Copy out each line of the data below in which "above" appears.

Segment Start: Records for processing

PR #248, opened 2020-06-24
New: Suppress Tick Values Trailing Zeros (fixes #234)

### LINKED ISSUE #234: Allow consumers to use a whole number instead of decimal
When a Y-axis range contains decimals, carbon always displays all numbers in that range with a decimal. 
MicrosoftTeams-image (33)

Give consumers the ability to display whole numbers and decimals in a range. This is to help users distinguish between a change to a new whole number within that range. 
image

JananiGunasekaran:

-   [x] Feature
-   [ ] Bug fix
-   [ ] Dependency updates
-   [ ] Documentation updates
-   [ ] Build related changes

-   [ ] Yes
-   [x] No

Introduced a new prop `suppressTrailingZeros` inside the axis object, thus enabling consumer to handle suppressing the trailing zeros separately for each axis (X, Y and Y2). When this prop is set to true for any axis, it will suppress the axis's tick values's trailing zeros when default d3 tick formatting is used.
If the consumer specifies the tick values, they must specify '~' just before the format type. `Eg: format: "~r"` in order to suppress tick values's trailing zeros ( Updated the Ticks documentation ).

**Add any screenshots**
Default behaviour / When `suppressTrailingZeros` is set to false for each axis - (X, Y and Y2) :

image

When `suppressTrailingZeros` is set to true for each axis - (X, Y and Y2) :

image


src/main/js/helpers/axis.js
```diff
@@ -175,17 +175,33 @@ const createAxisReferenceLine = (axis, scale, config, canvasSVG) => {
  * @returns {object} - Scaled axes object
  */
 const getAxesScale = (axis, scale, config) => {
+    let tickFormatToTrimTrailingZeros;
+
+    if (
+        config.suppressTrailingZeros &&
+        config.axis.x.type === AXIS_TYPE.DEFAULT &&
+        utils.isUndefined(config.axis.x.ticks.format)
```
Veera81, line 183: Can you add a comment on why we are doing this way?

You have added below scenario here for x-axis
- If the consumer

    1. `suppressTrailingZeros` prop is provided
    2. when axis type is default
    3. x-axis ticks format is undefined

Are we going to cover the below scenarios as well here?

What would happen if 

- If the consumer 

    1. `suppressTrailingZeros` prop is provided
    2. when axis type is default
    3. x-axis ticks format is **defined**

What would happen if 

- If the consumer

    1. `suppressTrailingZeros` prop is **not** provided
    2. when axis type is default
    3. x-axis ticks format is **defined**

src/main/js/helpers/axis.js
```diff
@@ -205,26 +221,67 @@ const getAxesScale = (axis, scale, config) => {
             config.axis.y2.domain.upperLimit - config.axis.y2.domain.lowerLimit
         );
 
+    if (
+        config.suppressTrailingZeros &&
```
Veera81, line 225: Why did not require a Y-axis type default check here like we added for the x-axis?

src/main/js/helpers/axis.js
```diff
@@ -205,26 +221,67 @@ const getAxesScale = (axis, scale, config) => {
...
+ * @private
+ * @param {object} axis - Scaled axes object
+ * @returns {string} tick format string
+ */
+const tickFormatter = (axis) => {
+    const defaultTickFormat = axis.scale().tickFormat().toString();
+    return `${defaultTickFormat.slice(
+        0,
+        defaultTickFormat.length - 1
+    )}~${defaultTickFormat.slice(defaultTickFormat.length - 1)}`;
```
Veera81, line 282: Can you add a comment here what exactly we are returning? and provide me one example of return value for this method?

src/test/unit/controls/Graph/GraphAxes-spec.js
```diff
@@ -408,6 +408,47 @@ describe("Graph - Axes", () => {
             const rangeY2 = 250;
             expect(getAverageTicksCount(rangeY, rangeY2)).toEqual(5);
         });
+        it("Suppresses tick values's trailing zeros when default d3 tick formatting is used and suppressTrailingZeros is set to true", () => {
```
Veera81, line 411: Can we add below testing considerations as well if not converted in the existing test cases? and also Are these cover X and Y and Y-2 axis well?  

- when default d3 tick formatting is **not used** `suppressTrailingZeros` is set to **true**.

- when default d3 tick formatting is **used** suppressTrailingZeros is set to **false**

- when default d3 tick formatting is **not used** `suppressTrailingZeros` is set to **false**

Probably, we may add a test case if x-axis type is default and not default based on the changes added

```js
            1. describe("when default d3 tick formatting is not used suppressTrailingZeros is set to true", () => {
                it("should suppresses tick values's trailing zeros ", () => {
                ...................................................................................

            2. describe("when default d3 tick formatting is used suppressTrailingZeros is set to false", () => {
                it("should not suppresses tick values's trailing zeros ", () => {
                ...................................................................................

            3. describe("when default d3 tick formatting is not used suppressTrailingZeros is set to false", () => {
                it("should not suppresses tick values's trailing zeros ", () => {
                ...................................................................................
```

src/main/js/helpers/axis.js
```diff
@@ -205,26 +221,67 @@ const getAxesScale = (axis, scale, config) => {
...
+                ? config.axis.y.ticks.format
+                : tickFormatToTrimTrailingZeros
+        ),
         config.ticksCount
     );
 
     if (hasY2Axis(config.axis)) {
+        if (
+            config.suppressTrailingZeros &&
+            utils.isUndefined(config.axis.y2.ticks.format)
```
Veera81, line 248: Can you add a comment here as well?

docs/helpers/Ticks.md
```diff
@@ -23,10 +23,10 @@ If there is only 1 axis in the graph, the tick intervals are calculated automati
...
+| Property Name | Expected | Description                                                                                                                                                                                                                                              |
+| ------------- | -------- | -------------------------------------------------------------------------------------------------------------------------------------------------------------------------------------------------------------------------------------------------------- |
+| values        | array    | Ticks values in the axis. Each tick will have an associated grid line. If they are not provided, optional tick values need to exist.                                                                                                                     |
+| format        | string   | [Formatter](https://github.com/d3/d3-time-format/blob/master/README.md#locales) for tick values. `Note:` This is mandatory if values are provided. To suppress tick values's trailing zeros, specify '~' just before the format type. `Eg: format: "~r"` |
```
Veera81, line 29: Why do we only this specific `~` operator?

JananiGunasekaran: According to d3-format documentation [here](https://github.com/d3/d3-format/blob/master/README.md#locale_format), they have specified that '~' character will trim the insignificant trailing zeros.
The below is what's defined in the documentation:
"""" The `~` option trims insignificant trailing zeros across all format types. This is most commonly used in conjunction with types r, e, s and %. For example:

d3.format("s")(1500);  // "1.50000k"
d3.format("~s")(1500); // "1.5k"            """"""

src/main/js/helpers/axis.js
JananiGunasekaran: Added comment [here](https://github.com/JananiGunasekaran/carbon-graphs/commit/655b2444b4ec1bee262ef03c4e59f429f3f9b6cd). 

According to d3-format documentation [here](https://github.com/d3/d3-format/blob/master/README.md#locale_format), the ~ character will trim the insignificant trailing zeros.
So we get the default d3 tick format and insert '~' just before the format type.

I have console logged the default d3 tick format and the value returned by this tickFormatter () method here:
image

src/main/js/helpers/axis.js
JananiGunasekaran: Added comment [here](https://github.com/JananiGunasekaran/carbon-graphs/commit/cd62efa8c9feea2ab4a5585cb63fa492169425ae).

src/main/js/helpers/axis.js
JananiGunasekaran: I have not added "axis-type == default" check for y-axis since there can be only number based axes values for y axis. The "axis-type == default" check is required for x-axis since there can be 2 types of axes values like time series or number based values for x-axis.

Added comment for the conditional statement [here](https://github.com/JananiGunasekaran/carbon-graphs/commit/7d888e61d33050d9b0099e5d57adac17c5cb1b17).

src/main/js/helpers/axis.js
JananiGunasekaran: Added comment [here](https://github.com/JananiGunasekaran/carbon-graphs/commit/4d775051c01587056c48fd5f9ad5d05699b247e3).

All the scenarios mentioned above are being covered in the code:

1. If the consumer 

- suppressTrailingZeros prop is **provided**
- when axis type is default
- x-axis ticks format is **defined**

------- The if condition will not get satisfied and it will execute the next statement after the loop [here](https://github.com/JananiGunasekaran/carbon-graphs/commit/19249fbfd155a12c377f2b9c1f59042777167551#diff-c116b52d2491f4d3b18768a42e2a7a23R191). This statement will use the x-axis tick format provided by the consumer to format the tick values of the axis. As mentioned in the [ticks.md](https://github.com/JananiGunasekaran/carbon-graphs/commit/19249fbfd155a12c377f2b9c1f59042777167551#diff-8a20b2ec7dd8fdd32c7802f2fcdee2b6R29) docs, the consumer must specify the '~' character if they want to suppress the trailing zeros when they specify the tick format.

2. If the consumer

- suppressTrailingZeros prop is **not provided**
- when axis type is default
- x-axis ticks format is **defined**

------- The if condition will not get satisfied and hence it will execute the next statement which will use the x-axis tick format provided by the consumer to format the tick values of the axis. If the consumer is going to specify the tick format, they have the option to decide whether they want to suppress the trailing zeros or not, by specifying the '~' character in their tick format.

3. There is also another scenario:
If the consumer

- suppressTrailingZeros prop is **not provided**
- when axis type is default
- x-axis ticks format is **undefined**

-------- The if condition will not get satisfied and hence it execute the next statement which will just use the default d3 tick format to format the tick values without suppressing the trailing zeros since both suppressTrailingZeros is not provided and x-axis ticks format is undefined.

src/test/unit/controls/Graph/GraphAxes-spec.js
JananiGunasekaran: I have added unit test cases for the scenarios [here](https://github.com/JananiGunasekaran/carbon-graphs/commit/1914cd49bbb91bc2b5b66782c74be5ba5475f5c1). Also a combination of `suppressTrailingZeros` (either set to true/false) & default d3 tick formatting is **not used** will not arise. Because `suppressTrailingZeros` is only to trim the trailing zeros when default d3 tick formatting is used.

I have added test cases for the following scenarios:
When default d3 tick formatting is used and suppressTrailingZeros is set to true
When default d3 tick formatting is used and suppressTrailingZeros is set to false
When default d3 tick formatting is not used and consumer specifies ~ in tick format
When default d3 tick formatting is not used and consumer does not specify ~ in tick format

I have added unit test cases for all the above 4 scenarios for x, y and y2-axes as well. I have covered the scenario when x-axis type is default. The other scenario which is x-axis type is TIME_SERIES need not be taken into account here since the values are going to be time based, so we need not worry about trailing zeros in this case.

docs/helpers/Ticks.md
Veera81: Thanks for the clarification and d3-format documentation

ji2307:
@JananiGunasekaran can you elaborate on the decision to support suppressing trailing zero's on the x-axis?  My initial thought was this would only apply to Y and Y2.

JananiGunasekaran:
@Veera81  The Travis CI - Pull Request was failing after my last commit. So i deleted the node modules and built the project again and ran "npm update". I committed the package.json and package-lock.json files in this [commit](https://github.com/JananiGunasekaran/carbon-graphs/commit/5796f456890be337bbd58e89edf3e17f3bc8781a). But i am not sure why the Travis CI - Pull Request is failing still.

Veera81:
@JananiGunasekaran Looks like there are 4 tests are failing in build. Can you run the tests in locally and see if any tests are failing

JananiGunasekaran:
> @JananiGunasekaran Looks like there are 4 tests are failing in build. Can you run the tests in locally and see if any tests are failing

@Veera81 I ran the tests after the npm update. All the tests are passing. I missed to mention this in my earlier comment. I ran the tests now as well, they are passing fine locally.
image

JananiGunasekaran:
@Veera81 I have made necessary changes to have the prop inside the axis object to handle suppressing the trailing zeros separately for each axis - (X, Y and Y2) in this [commit](https://github.com/JananiGunasekaran/carbon-graphs/commit/15d6b375ba40495f94c0d15c40109b2a87bec3e3).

Segment End: Records for processing

__Answer__.
All the scenarios mentioned above are being covered in the code:
I have added unit test cases for all the above 4 scenarios for x, y and y2-axes as well. I have covered the scenario when x-axis type is default. The other scenario which is x-axis type is TIME_SERIES need not be taken into account here since the values are going to be time based, so we need not worry about trailing zeros in this case.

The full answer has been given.